At a certain stage of life, a stage of immaturity that has nothing to do with chronological age, one seeks to deserve love and acceptance by conforming to the expectations of one’s peer group.  Only with maturity does one come to the realization that the opposite is true, that it is our departures from the norm, our blemishes that endear us to those who matter.  We become lovable, not because we look or dress or act like everyone else but because of our uniqueness, not because of our perfection, but precisely because we are not perfect when compared with some external standard.

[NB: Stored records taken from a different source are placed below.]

PR #10687, opened 2022-03-01
adding jinja rendering of global.conf config file

### LINKED ISSUE #10191: [feature] Have a convention in global.conf to specify max number of cores
Recently ``tools.build:jobs`` was changed to default to the maximum number of cores
Maybe it would be better to explicitly allow it, like ``tools.build:jobs=MAX_CORES``. 

This would also apply to ``core.download:parallel`` and ``core.upload:parallel`` (when implemented, not yet available)

memsharded:
Changelog: Feature: Adding jinja rendering of global.conf config file.

Close https://github.com/conan-io/conan/issues/10191

### DIFF
--- a/conans/model/conf.py
+++ b/conans/model/conf.py
@@ -1,7 +1,10 @@
 import fnmatch
+import os
+import platform
 from collections import OrderedDict
 
 import six
+from jinja2 import Template
 
 from conans.errors import ConanException
 
@@ -470,6 +473,7 @@ class ConfDefinition:
         return parsed_value
 
     def loads(self, text, profile=False):
+        text = Template(text).render({"platform": platform, "os": os})
         self._pattern_confs = {}
 
         for line in text.splitlines():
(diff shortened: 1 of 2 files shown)


conans/model/conf.py
```diff
@@ -470,6 +473,7 @@ def _get_evaluated_value(__v):
         return parsed_value
 
     def loads(self, text, profile=False):
+        text = Template(text).render({"platform": platform, "os": os})
```
franramirez688, line 476: Should we provide `multiprocessing` for Python 2.x users too? To be able to run a `multiprocessing.cpu_count()`.

franramirez688 (approved):
I think it's fine for now. Anyway, I still have doubts if this solution is overkill to solve the request about being able to pass `MAX_CORES` in an easy way...

conans/model/conf.py
memsharded: No need to support Py2 for these very new (experimental) things focused completely on 2.0

PR #10689, opened 2022-03-01
Revert: package folder for local install

lasote:
Reverted #10655

### DIFF
--- a/conans/client/conan_api.py
+++ b/conans/client/conan_api.py
@@ -601,8 +601,6 @@ class ConanAPIV1(object):
                                         lockfile=lockfile)
 
             install_folder = _make_abs_path(install_folder, cwd)
-            if output_folder:
-                output_folder = _make_abs_path(output_folder, cwd)
             conanfile_path = _get_conanfile_path(path, cwd, py=None)
 
             remotes = self.app.load_remotes(remote_name=remote_name, update=update)
--- a/conans/client/conan_api.py
+++ b/conans/client/conan_api.py
@@ -601,6 +601,8 @@ class ConanAPIV1(object):
                                         lockfile=lockfile)
 
             install_folder = _make_abs_path(install_folder, cwd)
+            if output_folder:
+                output_folder = _make_abs_path(output_folder, cwd)
             conanfile_path = _get_conanfile_path(path, cwd, py=None)
 
             remotes = self.app.load_remotes(remote_name=remote_name, update=update)
--- a/conans/client/installer.py
+++ b/conans/client/installer.py
@@ -467,7 +467,7 @@ class BinaryInstaller(object):
         base_path = package_layout.base_folder()
 
         if hasattr(conanfile, "layout"):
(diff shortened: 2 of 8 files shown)


conans/client/conan_api.py
```diff
@@ -601,8 +601,6 @@ def install(self, path="", name=None, version=None, user=None, channel=None,
                                         lockfile=lockfile)
 
             install_folder = _make_abs_path(install_folder, cwd)
-            if output_folder:
```
memsharded: Maybe this ``make_abs`` was still correct, when it is defined?

memsharded (commented):
There were some changes in between. Like ``set_base_folders()`` now defines ``_base_package`` too for the local flow, which will be used by other commands like ``conan build``. Maybe that should be de-activated and tested too?

SSE4:
what is the motivation to revert this fix? what is the alternative fix?

conans/client/conan_api.py
lasote: Yes. I think this was probably a bug.

lasote:
@SSE4 we consider that a local "conan install" should be done when you install your dependencies and you are developing locally your package (or project) so you should call the build system setting the prefix manually. What if I really want to build a project and install it in another folder or even the system? it is up to the user to call "cmake" or "autotools" setting the prefix. Also, it makes not much sense to set the base package folder to the output folder, where the build files will be, because even an editable package will take the "build" layout to locate the libraries. The 'cmake.install' and `make install` should be done in the `package()` method.

SSE4:
@lasote thank you for the explanation, it makes sense.
however, can we improve an error message at least?
right now (1.45) I am getting:
```
  File "/opt/pyenv/versions/3.7.5/lib/python3.7/site-packages/conans/errors.py", line 34, in conanfile_exception_formatter
    yield
  File "/opt/pyenv/versions/3.7.5/lib/python3.7/site-packages/conans/client/generators/__init__.py", line 245, in write_toolchain
    conanfile.generate()
  File "/host/bincrafters/conan-center-index/recipes/kmod/all/conanfile.py", line 62, in generate
    tc.generate()
  File "/opt/pyenv/versions/3.7.5/lib/python3.7/site-packages/conan/tools/gnu/autotoolstoolchain.py", line 152, in generate
    self.generate_args()
  File "/opt/pyenv/versions/3.7.5/lib/python3.7/site-packages/conan/tools/gnu/autotoolstoolchain.py", line 161, in generate_args
    ["--prefix=%s" % self._conanfile.package_folder.replace("\\", "/"),
AttributeError: 'NoneType' object has no attribute 'replace'
```
(it's with verbose traceback, otherwise it's just AttributeError)
which is not very helpful for the user

lasote:
Sure, but that is more related to: https://github.com/conan-io/conan/pull/10672

franramirez688 (approved):

memsharded:
Superseded by https://github.com/conan-io/conan/pull/10695

PR #10693, opened 2022-03-02
Merge develop->develop2 new Xcode tools

czoido:


conan/tools/apple/apple.py
```diff
@@ -18,19 +18,21 @@ def to_apple_arch(arch, default=None):
             'armv7k': 'armv7k'}.get(arch, default)
 
 
-def get_apple_sdk_name(conanfile):
+def get_apple_sdk_fullname(conanfile):
```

Have we spent too much of our lives trying to “get it right”?  What standard have we been trying to live up to?  If we want to be perfect or to do something perfectly, then we doom ourselves to failure.  In the words of Sophia Lyon Fahs, “some beliefs are like blinders [which] weaken self-hood [and] blight the growth of resourcefulness .”  She urges us to find beliefs that “nurture self-confidence and enrich . . . feelings of personal worth.”

The myth of perfection has for too long controlled us (me, at least).  I hope I have given it up, both as a description of Ultimate Reality – omnipotent, omniscient, omnibenevolent, the epitome of justice – and as the standard by which I measure my life and its actions.  Instead, I look within and seek to express with compassion the wholeness that I find there.

And to accept failure as a learning opportunity.

And to praise second chances.

And that’s good enough.
 

This “Musing” is offered with thanks to the Reverend Wendy Fish for her sermon, “Getting It Wrong” and for G. Peter Fleck’s book, The Blessings of Imperfection: Reflections on the Mystery of Everyday Life.  Thanks also to Plato who early on knew the difference between the ideal and the real.